To describe variation in recruitment outcomes across trial characteristics, χ2 tests of association were conducted between the three-level categorical outcome (under 90%, 90%–110% and over 110%) and each of the eight trial characteristics of interest. These characteristics, predefined based on availability, were publication year, unit of randomisation (cluster vs individual), geographical region of recruitment, type of intervention, use of routinely collected data, whether individual informed consent had been obtained, use of patient or public engagement and journal impact factor. The rationale for considering each of these characteristics is described in online supplemental appendix A3. Continuous characteristics were dichotomised as below or above the median for all trials. To preserve degrees of freedom, categorical variables were recoded for analysis: the geographical categories ‘other high-income countries only’ and ‘multiple high-income regions’ were combined, and intervention type was dichotomised as educational/behavioural versus clinical, mixture or other. Where the exclusive use of routinely collected data or patient/public engagement in the research was unclear, these were classified as no use. To analyse associations with obtaining consent, we compared studies which indicated that consent had been obtained with studies that either explicitly reported no consent or did not state anything about consent. A similar approach was used in our previous review.21 This was thought to be appropriate as it is likely that if consent had been obtained, authors would have stated so. A sensitivity analysis was conducted excluding trials in which no information about consent was reported. Three trials with missing journal impact factors were categorised as below the median, as journals with missing impact factors likely have lower impact.

To examine the independent contributions of these trial characteristics to recruitment outcomes, a multivariable exploratory multinomial logistic regression analysis was conducted. We included all eight variables of interest in the multivariable model regardless of statistical significance—no stepwise variable selection was used. A post hoc supplementary analysis, stratified by unit of randomisation, was conducted to examine whether these characteristics were differentially associated with recruitment outcomes in cluster versus individually randomised trials. This analysis was exploratory and did not adjust for multiplicity.

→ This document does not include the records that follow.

PR #232, opened 2023-05-31
fix: version in release workflow is wrong for marketplace

asaf92:
### Description

Fixed the wrong version in the marketplace deployment


Snyk.VisualStudio.Extension.Shared/UI/Notifications/NotificationService.cs
```diff
@@ -1,12 +1,14 @@
...
 {
+    using Snyk.Common;
     using Snyk.VisualStudio.Extension.Shared.Service;
 
     /// <summary>
     /// Snyk VS notification service.
     /// </summary>
     public class NotificationService
     {
+        private const int MaxErrorLength = 300;
```
PeterSchafer, line 11: question: do we have a source for this number? I would expect the UI to limit overflowing text itself.

PeterSchafer (approved):

PR #237, opened 2023-06-18
Chore: add user agent headers [head-373]

asaf92:


Snyk.VisualStudio.Extension.Shared/CLI/SnykCli.cs
```diff
@@ -34,9 +34,9 @@ public class SnykCli : ICli
         /// <summary>
         /// Initializes a new instance of the <see cref="SnykCli"/> class.
         /// </summary>
-        public SnykCli(ISnykOptions options)
+        public SnykCli(ISnykOptions options, string ideVersion = "")
         {
-            this.ConsoleRunner = new SnykConsoleRunner();
+            this.ConsoleRunner = new SnykConsoleRunner(ideVersion);
```
PeterSchafer, line 39: Issue: It appears that the IDE information is not part of the UA header, this is an example of what we receive
`snyk-cli/1.1182.0 (windows;amd64;snyk-win.exe) VISUAL_STUDIO/0.0.0`

asaf92: It's the plugin version, and locally it's set to 0.0.0 so this is normal.

It should look like this though:
`snyk-cli/1.1182.0 (windows;amd64;snyk-win.exe) VISUAL_STUDIO/0.0.0 (VISUAL_STUDIO/<VS_VERSION>)`

I'll check why it's omitting the final part

PR #244, opened 2023-07-27
fix: Custom Endpoint URL crash [HEAD-536]

asaf92:
### Description

Custom endpoints validation in the settings page did not work correctly and led to crashes.

### DIFF
--- a/Snyk.VisualStudio.Extension.Shared/CLI/SnykCli.cs
+++ b/Snyk.VisualStudio.Extension.Shared/CLI/SnykCli.cs
@@ -81,7 +81,7 @@
             }
             catch (InvalidTokenException e)
             {
-                Logger.Warning(e, "Error on get api token via cli for settings");
+                Logger.Warning(e, "Failed to retrieve api token from CLI configuration");
 
                 apiToken = string.Empty;
             }
--- a/Snyk.VisualStudio.Extension.Shared/CLI/SnykCli.cs
+++ b/Snyk.VisualStudio.Extension.Shared/CLI/SnykCli.cs
@@ -81,7 +81,7 @@
             }
             catch (InvalidTokenException e)
             {
-                Logger.Error(e, "Error on get api token via cli for settings");
+                Logger.Warning(e, "Error on get api token via cli for settings");
 
                 apiToken = string.Empty;
             }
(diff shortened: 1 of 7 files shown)


Snyk.VisualStudio.Extension.Shared/CLI/SnykCli.cs
```diff
@@ -81,7 +81,7 @@ public string GetApiToken()
             }
             catch (InvalidTokenException e)
             {
-                Logger.Error(e, "Error on get api token via cli for settings");
+                Logger.Warning(e, "Error on get api token via cli for settings");
```
bastiandoetsch, line 84: `Error getting...` would probably be better.

Snyk.VisualStudio.Extension.Shared/Settings/SnykGeneralOptionsDialogPage.cs
```diff
@@ -93,6 +93,12 @@ public string CustomEndpoint
             get => this.customEndpoint;
             set
             {
+                if (!Uri.IsWellFormedUriString(value, UriKind.Absolute))
```
bastiandoetsch, line 96: Should we add the same endpoint logic as in IntelliJ? https://github.com/snyk/snyk-intellij-plugin/blob/c56af2012a2974f7f52172c0a02effbd2a334523/src/main/kotlin/io/snyk/plugin/Utils.kt#L151

```
fun URI.isSnykTenant() =
    isSnykDomain() && (host.startsWith("app.") || host == "snyk.io" || isDev()) && path.endsWith("/api")
```

And then, when used for the API, the URL is transformed to an API URL:
```
fun URI.toSnykAPIv1(): URI {
    val host = host
        .replaceFirst("app.", "api.")
        .replaceFirst("deeproxy.", "api.")
        .prefixIfNot("api.")

    return URI(scheme, host, "/v1/", null)
}
```

asaf92: It looks like there are already places doing this conversion (`GetAppCustomEndpoint` for example)

bastiandoetsch (approved):
Thanks. Looks good! 🎉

A level of significance of 5% was chosen a priori for all analyses. Analyses were performed using SAS Studio V.3.8 on SAS V.9.4 Software (SAS Institute).

Patient and public involvement

No patients or members of the public were involved in this review of published RCTs.

Results

Identification of trials

Among the 415 previously analysed trials, 340 (82.1%) had target sample sizes available in the final reports and another 33 (8.0%) provided target sample sizes in an accessible protocol, however, one of these final reports only stated the target sample size and not the achieved sample size. Thus, in total, 372 trials (89.9%) had both a target and an achieved sample size available.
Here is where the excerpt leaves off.